_GIVEN ENTRIES_.
PR #1058, opened 2019-04-05
JSUI-2428 Implement freezeCurrentValues parameter

ThibodeauJF:

### DIFF
--- a/src/controllers/MLFacetQueryController.ts
+++ b/src/controllers/MLFacetQueryController.ts
@@ -5,7 +5,7 @@ import { IFacetRequest, IFacetRequestValue } from '../rest/Facet/FacetRequest';
 import { FacetSortCriteria } from '../rest/Facet/FacetSortCriteria';
 
 export class MLFacetQueryController {
-  private numberOfValuesToRequest: number;
+  private numberOfValues: number;
   private freezeCurrentValues = false;
 
   constructor(private facet: MLFacet) {
@@ -13,11 +13,11 @@ export class MLFacetQueryController {
   }
 
   public increaseNumberOfValuesToRequest(additionalNumberOfValues: number) {
-    this.numberOfValuesToRequest += additionalNumberOfValues;
+    this.numberOfValues += additionalNumberOfValues;
   }
 
   public resetNumberOfValuesToRequest() {
-    this.numberOfValuesToRequest = this.facet.options.numberOfValues;
+    this.numberOfValues = this.facet.options.numberOfValues;
   }
 
   /**
@@ -28,16 +28,20 @@ export class MLFacetQueryController {
     this.freezeCurrentValues = freezeCurrentValues;
   }
 
+  private get numberOfValuesToRequest() {
+    if (this.freezeCurrentValues) {
+      return this.currentValues.length;
+    }
+
+    return this.numberOfValues;
+  }
+
   /**
    * Build the facets request for the MLFacet, and insert it in the query builder
    * @param queryBuilder
    */
   public putFacetIntoQueryBuilder(queryBuilder: QueryBuilder) {
     Assert.exists(queryBuilder);
-
-    console.log('freezeCurrentValues', this.freezeCurrentValues);
-    console.log('Sent values:');
-    console.table(this.currentValues);
 
     const facetRequest: IFacetRequest = {
       facetId: this.facet.options.id,
@@ -49,6 +53,7 @@ export class MLFacetQueryController {
     };
 
     queryBuilder.facetRequests.push(facetRequest);
+    this.setFreezeCurrentValuesFlag(false);
   }
 
   private get currentValues(): IFacetRequestValue[] {
--- a/src/controllers/MLFacetQueryController.ts
+++ b/src/controllers/MLFacetQueryController.ts
@@ -9,14 +9,14 @@ export class MLFacetQueryController {
   private freezeCurrentValues = false;
 
   constructor(private facet: MLFacet) {
-    this.resetNumberOfValuesToRequest();
+    this.resetNumberOfValues();
   }
 
-  public increaseNumberOfValuesToRequest(additionalNumberOfValues: number) {
+  public increaseNumberOfValues(additionalNumberOfValues: number) {
     this.numberOfValues += additionalNumberOfValues;
   }
 
-  public resetNumberOfValuesToRequest() {
+  public resetNumberOfValues() {
     this.numberOfValues = this.facet.options.numberOfValues;
   }
 
@@ -33,7 +33,7 @@ export class MLFacetQueryController {
       return this.currentValues.length;
     }
 
-    return this.numberOfValues;
+    return Math.max(this.numberOfValues, this.facet.values.selectedValues.length);
   }
 
   /**
--- a/src/controllers/MLFacetQueryController.ts
+++ b/src/controllers/MLFacetQueryController.ts
@@ -5,19 +5,19 @@ import { IFacetRequest, IFacetRequestValue } from '../rest/Facet/FacetRequest';
 import { FacetSortCriteria } from '../rest/Facet/FacetSortCriteria';
 
 export class MLFacetQueryController {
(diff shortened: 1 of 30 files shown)


src/ui/MLFacet/MLFacetValues/MLFacetValues.ts
```diff
@@ -52,6 +52,10 @@ export class MLFacetValues {
     return !!findWhere(this.facetValues, { state: FacetValueState.selected });
   }
 
+  public get hasIdleValues() {
```
samisayegh: What is an idle value? Is it different from unselected?

src/utils/Utils.ts
```diff
@@ -371,6 +371,15 @@ export class Utils {
     return dashCased.replace(/-([a-z])/g, g => g[1].toUpperCase());
   }
 
+  static parenthesize(str: string) {
```
samisayegh: Hmm, I feel this function may be slightly over-engineered. At the moment it is behaving like a `trimAndParenthesize`.

I see only one place in this PR where we call the function, so does it make sense to put in `Utils.ts`?
Also, is handling the empty string case needed at this point in time? i.e. can `this.facetValue.formattedCount` equal `''`?

If not, I prefer to keep the logic as simple as possible for now, either in-lining, or moving the function inside `MLFacetValueRenderer` where the implementation is just line 377.

unitTests/ui/MLFacet/MLFacetTest.ts
```diff
@@ -29,6 +31,10 @@ export function MLFacetTest() {
       expect(qsmValues).toEqual(test.cmp.values.selectedValues);
     }
 
+    function simulateRequest() {
```
samisayegh: Rather than putting `facetRequest` in an outer scope, could it be better to change this function to return it and rename to `getFirstFacetRequest`?

unitTests/ui/MLFacet/MLFacetTest.ts
```diff
@@ -143,30 +149,31 @@ export function MLFacetTest() {
...
 
     it('allows to showMoreValues with a custom amount of values', () => {
-      spyOn(test.cmp.mLFacetQueryController, 'increaseNumberOfValuesToRequest');
-
-      test.cmp.showMoreValues(56);
-
-      expect(test.cmp.mLFacetQueryController.increaseNumberOfValuesToRequest).toHaveBeenCalledWith(56);
+      const additionalNumberOfValues = 38;
+      test.cmp.showMoreValues(additionalNumberOfValues);
       expect(test.cmp.queryController.executeQuery).toHaveBeenCalled();
```
samisayegh: It would be better to break this test into two; one for the executeQuery call, one for the number of values sent in the facet request. When the test fails, the test description will better explain the error.

unitTests/ui/MLFacet/MLFacetTest.ts
```diff
@@ -143,30 +149,31 @@ export function MLFacetTest() {
...
+      expect(facetRequest.numberOfValues).toBe(test.cmp.options.numberOfValues + additionalNumberOfValues);
     });
 
     it('allows to showLessValues', () => {
-      spyOn(test.cmp.mLFacetQueryController, 'resetNumberOfValuesToRequest');
-
+      const additionalNumberOfValues = 38;
+      test.cmp.showMoreValues(additionalNumberOfValues);
       test.cmp.showLessValues();
+      expect(test.cmp.queryController.executeQuery).toHaveBeenCalledTimes(2);
```
samisayegh: Similar comment as above.

unitTests/controllers/MLFacetQueryControllerTest.ts
```diff
@@ -25,20 +27,25 @@ export function MLFacetQueryControllerTest() {
 
       queryBuilder = new QueryBuilder();
       mLFacetQueryController = new MLFacetQueryController(facet);
+      buildRequest();
+    }
+
+    function buildRequest() {
       mLFacetQueryController.putFacetIntoQueryBuilder(queryBuilder);
-      facetsRequest = queryBuilder.build().facets;
+      facetsRequests = queryBuilder.build().facets;
```
samisayegh: I think the tests become easier to follow when using functions to retrieve values rather than storing values in an outer scope. e.g.

```
function facetRequests() {
    return queryBuilder.build().facets;
}

function latestFacetRequest() {
    const requests = facetRequests();
    return requests[requests.length - 1];
}
```

src/ui/MLFacet/MLFacet.ts
```diff
@@ -329,6 +329,16 @@ export class MLFacet extends Component {
     this.updateAppearance();
   }
 
+  /**
+   * Tells the API if the sent facet values should be returned in the same order or not.
```
fbeaudoincoveo: Suggestion:

> Sets a flag indicating whether the facet values should be returned in their current order.
>
> Setting the flag to `true` helps ensuring that the facet does not move around while the end-user is interacting with its values.
>
> The flag is automatically set back to `false` after a query is built.

src/ui/MLFacet/MLFacetValues/MLFacetValues.ts
ThibodeauJF: No, Idle is unselected. In the future if excluded is added back the terminology will work just fine. Idle = unselected & unexcluded

src/ui/MLFacet/MLFacet.ts
ThibodeauJF: Thanks! Really wasnt sure about that one!

ThibodeauJF: Hmm I might change the second line for

> Setting the flag to true helps ensuring that the facet values do not move around while the end-user is interacting them.

Because this only ensures the values don't move for now

fbeaudoincoveo: Sure :)

src/controllers/MLFacetQueryController.ts
```diff
@@ -19,6 +20,10 @@ export class MLFacetQueryController {
     this.numberOfValuesToRequest = this.facet.options.numberOfValues;
   }
 
+  public setFreezeCurrentValuesFlag(freezeCurrentValues: boolean) {
```
olamothe: That's kind of a useless method.
Why not make the property public ?

There's no validation or "additional" work that needs to be performed when the flag is set.

src/ui/MLFacet/MLFacet.ts
```diff
@@ -329,6 +329,19 @@ export class MLFacet extends Component {
     this.updateAppearance();
   }
 
+  /**
+   * Sets a flag indicating whether the facet values should be returned in their current order.
+   *
+   * Setting the flag to true helps ensuring that the values do not move around while the end-user is interacting with them.
+   *
+   * The flag is automatically set back to false after a query is built.
```
olamothe: I think it would be better to reset "after the query is performed and cannot be modified by any other piece of code in the UI" 

For example, it would only reset on each "duringQuery" event.

It seems to make more sense that way, as you want to put the flag for a "query", and any additional or custom code that would need to interact with the query further down the line in the UI would have to correct value for the flag, as it was sent to the search API.

src/ui/MLFacet/MLFacet.ts
```diff
@@ -351,6 +364,7 @@ export class MLFacet extends Component {
     Assert.exists(data.queryBuilder);
     const queryBuilder = data.queryBuilder;
     this.mLFacetQueryController.putFacetIntoQueryBuilder(queryBuilder);
+    this.mLFacetQueryController.setFreezeCurrentValuesFlag(false);
```
olamothe: I think it would be better if the "reset" mechanism could somehow be handled internally in the `mLFacetQueryController` class, using the "duringQuery" event I mentioned.

If we were able to have a structure where any piece of code (custom or other components) can put the flag to true, and not have to bother with resetting it manually afterwards, it would be better I think.

PR #1349, opened 2020-01-06
Fixed accessibility on `ResultsPerPage`'s list

btaillon:
https://coveord.atlassian.net/browse/JSUI-2803

Fixed accessibility on the list generated by `ResultsPerPage` according to Deque's recommendations.

### DIFF
--- a/src/ui/ResultsPerPage/ResultsPerPage.ts
+++ b/src/ui/ResultsPerPage/ResultsPerPage.ts
@@ -213,7 +213,7 @@ export class ResultsPerPage extends Component {
     this.span = $$(
       'span',
       {
-        id: `coveo-results-per-page-text-${QueryUtils.createGuid()}`,
+        id: `coveo-results-per-page-text-${Math.floor(Math.random() * 10 ** 9)}`,
         className: 'coveo-results-per-page-text'
       },
       l('ResultsPerPage')
--- a/src/ui/ResultsPerPage/ResultsPerPage.ts
+++ b/src/ui/ResultsPerPage/ResultsPerPage.ts
@@ -17,7 +17,6 @@ import { Component } from '../Base/Component';
 import { IComponentBindings } from '../Base/ComponentBindings';
 import { ComponentOptions } from '../Base/ComponentOptions';
 import { Initialization } from '../Base/Initialization';
-import { QueryUtils } from '../../Core';
 
 export interface IResultsPerPageOptions {
   choicesDisplayed?: number[];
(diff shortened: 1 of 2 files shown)


unitTests/ui/ResultsPerPageTest.ts
```diff
@@ -7,6 +7,7 @@ import { FakeResults } from '../Fake';
 import { $$ } from '../../src/utils/Dom';
 import { QueryStateModel } from '../../src/Core';
 import { QUERY_STATE_ATTRIBUTES } from '../../src/models/QueryStateModel';
+import { lab } from 'd3';
```
olamothe: Remove ;)

src/ui/ResultsPerPage/ResultsPerPage.ts
```diff
@@ -212,13 +213,16 @@ export class ResultsPerPage extends Component {
     this.span = $$(
       'span',
       {
+        id: `coveo-results-per-page-text-${QueryUtils.createGuid()}`,
```
olamothe: Could this instead be a simple `1`, `2`, `3` etc. for each choice ?

I'd prefer that to generating a complex guid (which is really meant for query identifier), which is a rather complex operation under the hood.

rdeandaCoveo: But this `id` is not for each choice of the `ResultsPerPage`, it's for the span that holds the "Results per page" and that needs to be linked to the `ul`'s `aria-labeledby` attribute with a unique id. I think what @btaillon meant was to avoid conflicts with the ID if more than one `ResultsPerPage` is in the search interface. Maybe a GUID requires expensive computation, but otherwise having control of the number of `ResultsPerPage` instances on the interface would be required to have the sequence you mentioned. Maybe a random big int?

btaillon: @rdeandaCoveo is right, this is to avoid getting the same `id` twice in the page if there's multiple `ResultsPerPage`.

I'll generate a random `int` instead.

unitTests/ui/ResultsPerPageTest.ts
btaillon: Woops, I don't remember adding this line. I'll remove it.

src/ui/ResultsPerPage/ResultsPerPage.ts
btaillon: UPDATE: I found out that underscore has a `uniqueId` function that will make this a lot cleaner.

PR #1352, opened 2020-01-07
JSUI-2808 Fixed incompatible ARIA property in `DynamicFacetSearch`'s `ComboboxInput`

btaillon:
https://coveord.atlassian.net/browse/JSUI-2808

Moved the `aria-autocomplete` property from `ComboboxInput`'s `<input>` element to its parent div with `role="combobox"`.

According to W3, it seems like `aria-autocomplete` is meant to be defined in elements with the `combobox` role.

Source: https://www.w3.org/TR/wai-aria-practices/examples/combobox/aria1.0pattern/combobox-autocomplete-list.html#rps_label_textbox

### DIFF
--- a/src/ui/Combobox/ComboboxInput.ts
+++ b/src/ui/Combobox/ComboboxInput.ts
@@ -50,9 +50,9 @@ export class ComboboxInput {
     this.element.setAttribute('role', 'combobox');
     this.element.setAttribute('aria-owns', listboxId);
     this.element.setAttribute('aria-haspopup', 'listbox');
+    this.element.setAttribute('aria-autocomplete', 'list');
 
     this.inputElement.setAttribute('id', `${this.combobox.id}-input`);
-    this.inputElement.setAttribute('aria-autocomplete', 'list');
     this.inputElement.setAttribute('aria-controls', listboxId);
     this.inputElement.setAttribute('aria-label', this.combobox.options.label);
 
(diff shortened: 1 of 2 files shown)


ThibodeauJF:
Looking at the documentation https://www.w3.org/TR/wai-aria-practices/examples/combobox/aria1.1pattern/listbox-combo.html
`aria-autocomplete="list"` is supposed to be on the Textbox and not the Combobox Container

This is the Aria 1.1 documentation which should be more updated then the 1.0 one

rdeandaCoveo:
> Looking at the documentation https://www.w3.org/TR/wai-aria-practices/examples/combobox/aria1.1pattern/listbox-combo.html
> `aria-autocomplete="list"` is supposed to be on the Textbox and not the Combobox Container
> 
> This is the Aria 1.1 documentation which should be more updated then the 1.0 one

So it seems that the current implementation is already Aria 1.1 compatible, but the study pointed out that some readers doesn't support it completely. Not sure if they're implying that should be better to go backwards to Aria 1.0.

btaillon:
I took a note in the `Deque Assessement` spreadsheet to ask Deque if the `role="combobox"` element should have `aria-autocomplete`. I'm going to try to run Axe's accessibility tests on it as well as check Chrome's audit and Firefox's warnings and see if there's any indication as to what's the best solution.

PR #1353, opened 2020-01-08
JSUI-2809 Made `DidYouMean`'s suggestion keyboard selectable

btaillon:
https://coveord.atlassian.net/browse/JSUI-2809

Made `DidYouMean`'s suggestion keyboard selectable by changing its anchor element for a button element.

### DIFF
--- a/src/ui/DidYouMean/DidYouMean.ts
+++ b/src/ui/DidYouMean/DidYouMean.ts
@@ -143,7 +143,6 @@ export class DidYouMean extends Component {
       this.correctedTerm = results.queryCorrections[0].correctedQuery;
 
       const correctedWordEl = $$('button', {}, correctedSentence).el;
-      correctedWordEl.tabIndex = 0;
       const didYouMean = $$('div', { className: 'coveo-did-you-mean-suggestion' }, l('didYouMean', correctedWordEl.outerHTML));
       this.element.appendChild(didYouMean.el);
 
--- a/src/ui/DidYouMean/DidYouMean.ts
+++ b/src/ui/DidYouMean/DidYouMean.ts
@@ -142,7 +142,8 @@ export class DidYouMean extends Component {
       const correctedSentence = this.buildCorrectedSentence(results.queryCorrections[0]);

_WORK TO COMPLETE_. Pull each line containing "increaseNumberOfValuesToRequest" from the records.

_SOLUTION_.
   public increaseNumberOfValuesToRequest(additionalNumberOfValues: number) {
-  public increaseNumberOfValuesToRequest(additionalNumberOfValues: number) {
-      spyOn(test.cmp.mLFacetQueryController, 'increaseNumberOfValuesToRequest');
-      expect(test.cmp.mLFacetQueryController.increaseNumberOfValuesToRequest).toHaveBeenCalledWith(56);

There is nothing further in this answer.